This Is MS Multiple Sclerosis Community: Knowledge & Support

Hi,
Just wondering if anyone has insight on what this means " The major intracranial vessel flow- voids are present. "

This was on my MRI of my brain that I had done and my Neuro hasn't been up front with me on a few things
I am going for a second opinion on the 17th after a year and a half of suffering.

Any info given will be appreciated!

Laney

Effects of spin motion on the MR signal
http://www.medcyclopaedia.com/library/t ... ignal.aspx

Absence of normal flow void on MR
http://www.radiologyassistant.nl/en/4befacb3e4691
On spin-echo images patent cerebral veins usually will demonstrate low signal intensity due to flow void.
Flow voids are best seen on T2-weighted and FLAIR images, but can sometimes also be seen on T1-weighted images.
A thrombus will manifest as absence of flow void.
Although this is not a completely reliable sign, it is often one of the first things, that make you think of the possibility of venous thrombosis.
The next step has to be a contrast enhanced study.

On the left a T2-weighted image with normal flow void in the right sigmoid sinus and jugular vein (blue arrow).
On the left there is abnormal high signal as a result of thrombosis (red arrow).

_________________
my approach: no meds so far - just balanced whole foods (partial 'paleo', much less outright elimination), science, supplements, & bloodwork
my regimen - www.thisisms.com/ftopict-2489.html
www.whfoods.com, www.nutritiondata.com

Thanks for the quick reply! The MRI was actually done with contrast. This issue is among others with my MRIs I have had done on my brain. I have many symptoms of ms and have lesions or it has on the MRI "punctates and globular foci of increased T2 intensity in the subcortical deep white matter predominantly of frontal lobe area in the brain".

My current neurologist just keeps saying in his heart of hearts he doesn't want to stick me with this diagnosis although it appears that I do have a demyelinating disease. He said once you are diagnosed with ms its down hill from there
Hopefully the having a new set of eyes taking a look at everything will shed some light on the situation.

Wow your doctor actually said "once you are diagnosed with MS its downhill from there” that’s terrible. I think I would look for a new doctor right away. Actually, I believe it’s important to get the dx because than you can start taking the steps necessary to ensure it is not a “downhill” ride. After I was diagnosed over seven years ago I started Copaxone, the best bet diet, and taking vitamin’s including I believe most important vitamin d. Just last night I went on a 20 mile bike ride.

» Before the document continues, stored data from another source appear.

PR #1234, opened 2018-10-11
fix test-pattern to support windows path separator

robstoll:
The current default value does not work on Windows machines or rather on file systems which use `\` as file separator.

Another possibility would be -- and that would certainly be nicer-- if one can define `/` and it works on Windows as well.

### DIFF
--- a/detekt-generator/src/main/kotlin/io/gitlab/arturbosch/detekt/generator/printer/rulesetpage/ConfigPrinter.kt
+++ b/detekt-generator/src/main/kotlin/io/gitlab/arturbosch/detekt/generator/printer/rulesetpage/ConfigPrinter.kt
@@ -73,7 +73,7 @@ object ConfigPrinter : DocumentationPrinter<List<RuleSetPage>> {
 			test-pattern: # Configure exclusions for test sources
 			  active: true
 			  patterns: # Test file regexes
-			    - '.*/test/.*'
+			    - '.*(/|\\)test(/|\\).*'
 			    - '.*Test.kt'
 			    - '.*Spec.kt'
 			  exclude-rule-sets:
--- a/detekt-cli/src/main/resources/default-detekt-config.yml
+++ b/detekt-cli/src/main/resources/default-detekt-config.yml
@@ -4,7 +4,7 @@ failFast: false
 test-pattern: # Configure exclusions for test sources
   active: true
   patterns: # Test file regexes
-    - '.*/test/.*'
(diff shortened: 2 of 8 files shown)


robstoll:
Build fails with:
```
> The default-detekt-config.yml is not up-to-date. Please build detekt locally to update it.
```
What is necessary next to the yml file?

Mauin:
The `default-detekt-config.yml` is generated from the sources in the `detekt-rules` module.

The parameters outside of the rule-sets themselves are currently hardcoded here: https://github.com/arturbosch/detekt/blob/master/detekt-generator/src/main/kotlin/io/gitlab/arturbosch/detekt/generator/printer/rulesetpage/ConfigPrinter.kt#L76

robstoll:
The build should have been green (JDK8 and JDK10 were fine, just JDK9 failed due to bintray problems). I cannot re-trigger jobs, so I forced pushed again. Please re-trigger single jobs in case one fails again due to bintray

detekt-generator/src/main/kotlin/io/gitlab/arturbosch/detekt/generator/printer/rulesetpage/ConfigPrinter.kt
```diff
@@ -73,7 +73,7 @@ object ConfigPrinter : DocumentationPrinter<List<RuleSetPage>> {
 			test-pattern: # Configure exclusions for test sources
 			  active: true
 			  patterns: # Test file regexes
-			    - '.*/test/.*'
+			    - '.*(/|\\)test(/|\\).*'
```
Mauin: I'm wondering, could we do a change in `detekt-core` to get either `/` or `\` but we interpret them OS independent and they would work for both cases?

robstoll: I am sure we could. The regex is used somewhere and matched against paths. So we need to bring both into a `/` from.
However, I suggest we proceed with baby steps. This pull request includes a regression and a fix. We can still improve from here.

robstoll:
AppVeyor failed again. I think it is not a problem of my change,  JDK9 and JDK10 are green. Please retrigger JDK8 or just merge the pull request. Thanks

arturbosch:
Thank you for the contribution! I will close this as @Mauin fixes the path handling in detekt itself.

PR #1250, opened 2018-10-17
Change --filters argument to only check relative paths

### LINKED ISSUE #1212: Filters apply to absolute paths not relative paths
## Expected Behavior
Filters apply only to relative paths.

## Current Behavior
Filters apply to absolute paths.

Identified investigating #1158 (relevant build log: https://travis-ci.org/arturbosch/detekt/jobs/432263468)

## Context
The filters set when Travis build runs includes `.*/build/*.`. Travis checks out the build at `/home/travis/build/arturbosch/detekt` which is also detekt's working directory when it runs. I'd expected that it's filtering based on the relative path, but it appears to be filtering based on the absolute path. Since all Kotlin files have `/build/` in their absolute paths, everything is filtered.

## Your Environment
* Version used: master
* Operating System and version: Ubunty Trusty 14.04 (running on Travis)
* Link to your project: See #1158 and build log: https://travis-ci.org/arturbosch/detekt/jobs/432263468

Mauin:
Fixes #1212 and should therefore also allow Travis to again check files during the CI build.

This change will make the `--filters` argument only operate on the relative path to from the current directory.
This would be:
 - Possibly wherever the user currently invokes the CLI from manually
 - The root of the project/module if using the Gradle plugin

### DIFF
--- a/detekt-cli/src/main/kotlin/io/gitlab/arturbosch/detekt/cli/Configurations.kt
+++ b/detekt-cli/src/main/kotlin/io/gitlab/arturbosch/detekt/cli/Configurations.kt
@@ -15,7 +15,7 @@ fun CliArgs.createPathFilters(): List<PathFilter> = filters.letIfNonEmpty {
 			.asSequence()
 			.map { it.trim() }
 			.filter { it.isNotEmpty() }
-			.map(::PathFilter)
+			.map { filter -> PathFilter(filter) }
 			.toList()
 }
 
--- a/detekt-cli/src/main/kotlin/io/gitlab/arturbosch/detekt/cli/CliArgs.kt
+++ b/detekt-cli/src/main/kotlin/io/gitlab/arturbosch/detekt/cli/CliArgs.kt
@@ -19,7 +19,8 @@ class CliArgs : Args {
 	private var input: String? = null
 
 	@Parameter(names = ["--filters", "-f"],
-			description = "Path filters defined through regex with separator ';' or ',' (\".*test.*\").")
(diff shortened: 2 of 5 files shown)


Mauin:
Just checked the green Travis build and with this change it actually analyzes files again.

detekt-cli/src/main/kotlin/io/gitlab/arturbosch/detekt/cli/Configurations.kt
```diff
@@ -15,7 +15,7 @@ fun CliArgs.createPathFilters(): List<PathFilter> = filters.letIfNonEmpty {
 			.asSequence()
 			.map { it.trim() }
 			.filter { it.isNotEmpty() }
-			.map(::PathFilter)
+			.map { filter -> PathFilter(filter) }
```
arturbosch: Should't the root here now be the `input` parameter?

arturbosch: Paths.get("").toAbsolutePath() could be different than the input parameter?
btw didn't know that Paths.get("") worked :)

Mauin: It could be. As mentioned in the PR description. The root in this case will be wherever you're invoking the CLI from. Alternatively we can pass a `--root` argument to the CLI. But then we start adding more and more obscure arguments only needed for special cases.

PR #1254, opened 2018-10-18
Travis: oraclejdk10 > openjdk10

### LINKED ISSUE #1251: Issue with Travis build on JDK 10
There is currently an issue on the Travis CI side which leads to the JDK 10 build to fail for reasons unrelated to detekt

See: https://travis-ci.community/t/help-with-oraclejdk10-build-on-linux/398

3flex:
Closes #1251.

Oracle :heart: license agreements. If you try and download from the URL that Travis is trying to use, you get this error:

image

Travis may come up with a solution but in case they don't it's simple enough to switch from Oracle's to OpenJDK's build for JDK 10.

### DIFF
--- a/.travis.yml
+++ b/.travis.yml
@@ -2,7 +2,7 @@ language: java
 jdk:
   - oraclejdk8
   - oraclejdk9
-  - oraclejdk10
+  - openjdk10
 script:
   - ./gradlew build -PwarningsAsErrors=true
   - ./gradlew shadowJar


arturbosch:
Thanks!

Mauin:
What do you think of just going for open in all three builds?

arturbosch:
Yep, lets go with everything open!

Issue #637, opened 2017-12-22
Config file paths should be recognized cross-platform


sewerk:
Detekt check should be able to recognize correct path to ignore from config file, when using of different operating systems.
Config file was created for unix:
```
test-pattern:
  active: true
  patterns:
    - '.*/test/.*'
    - '.*/androidTest/.*'
    - '.*Test.kt'
    - '.*Spec.kt'
```
But when run on Windows its reporting syntax errors for paths like `app\src\test\....`
How to configure detekt so it can be used across team with different OSs?

Mauin:
It should be possible to add both:
```
patterns:
    - '.*/test/.*'
    - '.*\test\.*'
```
I'm wondering if we should do this in detekt internally, adding a Windows config for every Unix config and the other way around.

sewerk:
Thanks, small correction, for Windows we need to escape the backslash
```
patterns:
    - '.*\\test\\.*'
```

One argument in favor - seems that other tools like Lint supports having single path config

PR #1256, opened 2018-10-18
Use PathFilter in TestPattern to make patterns OS independent

Mauin:
`PathFilter` already handles Windows vs. Unix paths. By using `PathFilter` in `TestPattern` we should be able to also apply the test patterns on both OS.

This PR currently contains all the changes from #1250 as well. Only `TestPattern` and `TestPatternTest` were changed for this PR. I'll rebase once #1250 is merged.

This should fix the issue described in #1234 in detekt itself instead of relying on the regex to be OS independent.


arturbosch:
This should also fix #637 which `was` the last open issue for 1.0 :)

PR #1267, opened 2018-10-19
Remove duplicate configurations for reports.

marschwar:
Right before #1194 was merged @JLLeitschuh commented that the functions that let the user configure reports can be expressed by a single function using an `Action`.


JLLeitschuh:
I commented a bunch of other things too but this was a big one. Hahah. I'm glad you caught that feedback.
Nice job @marschwar!

PR #1268, opened 2018-10-20
Consider variable to be this prefixed - Closes #1257

### LINKED ISSUE #1257: VarCouldBeVal false positive
I'm still trying to look into it, but initially, this minimal example shows a false positive:

```
fun createObject() = object {
	private var myVar: String? = null
	fun assign(value: String?) {
		this.myVar = value
	}
}
```

However, this one doesn't (note that I removed `this`):

```
fun createObject() = object {
	private var myVar: String? = null
	fun assign(value: String?) {
		myVar = value
	}
}
```

Nor this one (`this` is there, but there's no function body):

```
val myObject = object {
	private var myVar: String? = null
	fun assign(value: String?) {
		this.myVar = value
	}
}
```

arturbosch:


detekt-rules/src/test/kotlin/io/gitlab/arturbosch/detekt/rules/style/VarCouldBeValSpec.kt
```diff
@@ -122,4 +122,48 @@ class VarCouldBeValSpec : SubjectSpek<VarCouldBeVal>({
...
+					private var myVar: String? = null
+					fun assign(value: String?) {
+						this.myVar = value
+					}
+				}
+			""".trimIndent()
+			assertThat(subject.lint(code)).isEmpty()
+		}
+
+		it("should report unused local variable") {
```
schalkms: *should not report* I guess

PR #1269, opened 2018-10-20
Split UnnecessaryApply tests

arturbosch:
- fixes formatting issues due to activation of detekt-formatting
- splits positive test cases

### DIFF
--- a/detekt-rules/src/test/kotlin/io/gitlab/arturbosch/detekt/rules/style/UnnecessaryApplySpec.kt
+++ b/detekt-rules/src/test/kotlin/io/gitlab/arturbosch/detekt/rules/style/UnnecessaryApplySpec.kt
@@ -11,12 +11,12 @@ class UnnecessaryApplySpec : SubjectSpek<UnnecessaryApply>({
 
 	subject { UnnecessaryApply(Config.empty) }
 
-	given("unnecessary applies that can be changed to ordinary method call") {
+	given("unnecessary apply expressions that can be changed to ordinary method call") {
 
 		it("reports an apply on non-nullable type") {
 			assertThat(subject.lint("""
 				fun f() {
-					val a : Int? = null
+					val a : Int = 0
 					a.apply {
 						plus(1)
 					}
--- a/detekt-rules/src/test/kotlin/io/gitlab/arturbosch/detekt/rules/style/UnnecessaryApplySpec.kt
+++ b/detekt-rules/src/test/kotlin/io/gitlab/arturbosch/detekt/rules/style/UnnecessaryApplySpec.kt
@@ -56,7 +56,7 @@ class UnnecessaryApplySpec : SubjectSpek<UnnecessaryApply>({
 						toString()
 					})
 				}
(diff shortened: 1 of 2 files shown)


detekt-rules/src/test/kotlin/io/gitlab/arturbosch/detekt/rules/style/UnnecessaryApplySpec.kt
```diff
@@ -8,33 +8,60 @@ import org.jetbrains.spek.api.dsl.it
...
+
+		it("does report single statement in apply used as function argument") {
+			assertThat(subject.lint("""
+				fun b(i : Int?) {
+				}
+				fun f() {
+					val a : Int? = null
 					b(a.apply {
-						plus(1)
+						toString()
```
arturbosch: Actually this case is wrong, I have changed the test to use `toString()` in the apply which clearly leads to a type error for function `b`.

detekt-rules/src/test/kotlin/io/gitlab/arturbosch/detekt/rules/style/UnnecessaryApplySpec.kt
```diff
@@ -8,33 +8,60 @@ import org.jetbrains.spek.api.dsl.it
...
 class UnnecessaryApplySpec : SubjectSpek<UnnecessaryApply>({
+
 	subject { UnnecessaryApply(Config.empty) }
 
-	given("some code using apply expressions extensively") {
-		it("reports unnecessary applies that can be changed to ordinary method call") {
-			val findings = subject.lint("""
-				fun b(i : Int) {
-				}
+	given("unnecessary applies that can be changed to ordinary method call") {
```
Mauin:
```suggestion
	given("unnecessary apply expressions that can be changed to ordinary method call") {
```

detekt-rules/src/test/kotlin/io/gitlab/arturbosch/detekt/rules/style/UnnecessaryApplySpec.kt
```diff
@@ -8,33 +8,60 @@ import org.jetbrains.spek.api.dsl.it
...
+
+		it("reports an apply on non-nullable type") {
```
Mauin: The test description says the type is non-nullable. But `a` in this test case is `Int?` and thus nullable.

detekt-rules/src/test/kotlin/io/gitlab/arturbosch/detekt/rules/style/UnnecessaryApplySpec.kt
```diff
@@ -8,33 +8,60 @@ import org.jetbrains.spek.api.dsl.it
...
+			assertThat(subject.lint("""
 				fun f() {
 					val a : Int? = null
```
Mauin: I guess this should be non-nullable?

```suggestion
					val a : Int = null
```

PR #2672, opened 2020-05-10
Use configuration avoidance for withType usages

arturbosch:


arturbosch:
@runningcode thanks for pointing out the new API!

PR #2679, opened 2020-05-12
Introduce metrics module / implement cognitive complexity

arturbosch:
Unlike Cyclomatic complexity, which is a measurement for the testability of a code unit, cognitive complexity is a measurement for the maintainability of a code unit.
It tells the user how difficult a piece of code is to read and understand.

Reference used: https://www.sonarsource.com/docs/CognitiveComplexity.pdf

This is the first step towards a metric module.
Other steps are:

- Moving the processors of `detekt-core` which compute a `ProjectMetric` into detekt-metrics
- Including cognitive complexity into our complexity report
- (To discuss) Allowing to measure cognitive instead of cyclomatic complexity for the `ComplexMethod` rule (A non breaking way for 1.X.X would be to implement the switch via a config property `algorithm: cognitive`)


schalkms:
I'll review this tomorrow.

detekt-metrics/src/main/kotlin/io/github/detekt/metrics/CognitiveComplexity.kt
```diff
@@ -0,0 +1,188 @@
...
+        private fun calculateBinaryExprComplexity(usedExpr: List<BinExprHolder>) {
+            var lastOp: IElementType? = null
+            for (binExpr in usedExpr) {
+                if (lastOp == null) {
+                    complexity++
+                } else {
+                    if (lastOp != binExpr.op || binExpr.isEnclosed) {
+                        complexity++
+                    }
+                }
```
schalkms, line 172:
```suggestion
                } else if (lastOp != binExpr.op || binExpr.isEnclosed) {
                    complexity++
                }
```

detekt-metrics/src/test/kotlin/io/github/detekt/metrics/CognitiveComplexitySpec.kt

Now I understand MS can affect people differently, but if you do not try to make changes to fight it you will never know if they could have helped.

i personally think ms is way overdiagnosed, too easy. i think the diagnostic criteria need an upgrade, as do most of the reference ranges for nutrients. as it is now, you hit a certain number of benchmarks, and then they stop asking why, and start prescribing drugs. meanwhile most of the patients have nutrient problems that just slide by under the radar. if your neuro is reluctant to dx you with ms i think you might actually be lucky in that he may be more open to looking at alternative explanations for your symptoms. if i may ask, what are the symptoms you are dealing with? if you post a list, i can let you know if any nutrition links exist.

_________________
my approach: no meds so far - just balanced whole foods (partial 'paleo', much less outright elimination), science, supplements, & bloodwork
my regimen - www.thisisms.com/ftopict-2489.html
www.whfoods.com, www.nutritiondata.com

My first experience with symptoms began in 1999 when I was pregnant with my son. I started having tingling/ pins and needles in my hands and feet that was worsened when I was hot or when I took a warm or hot shower. I called the ob/gyn and their first suspicion was diabetes. They did blood work even tested me for stds, infections... you name it. Finally sent me to do an extensive glucose test twice. It was negative. By this time, I was unable to pick up small objects like coins for example. I also had some pretty severe bowel issues going on so they really didn't know what was wrong with me. They referred me to a neurologist and she did a lot of blood work to ensure it wasn't a vitamin deficiency. Everything was normal so they sent me for an MRI. I was never given the medical term for it but it was explained as a virus (like a flu that we get in our bodies) inside my spine that made a hole over a nerve in the spine that was actually causing my issue with my hands and feet. She told me I was fortunate because some people lose the ability to walk when this happens and others have respiratory issues, as well. She also said this is very rare and that if this happens twice in a persons life they have MS.

I just remember thinking that would never be me. I was 22. She even gave me a time frame on regaining the feeling again and being free of the pins and needles...6 months. She was very accurate on that. The records at that office have since been destroyed and my ob/gyn even looked for me to see if they had any kind of report since they still have my records from even back then.

Over the years I have suffered from dizziness which always was on a come and go basis. Heat aggravated it and I even wore a heart monitor at one point to ensure my heart is healthy.

Last year in February I started having intense leg pain and saw my PCP. He told me to take calcium and see if that resolves it. By Monday morning I was calling him back even more miserable. I had an MRI and found out I have a herniation in my lumbar spine. Long story short, I started having more issues and had to have more MRIs....found out about the lesions and found out I have a herniation in my thoracic spine which was causing my chest and rib pain I found out I have bulging disc in my neck with some spinal stenosis causing pins and needles (just found this out last week after over a year) and weakness in my left arm.

My neurologist also failed to share with me that there were questions about abnormality with the occipital bone on the right side and the c1 vertebrae from last years MRI. His PA told me about it and said felt it may have been congenital so they didn't look into it further.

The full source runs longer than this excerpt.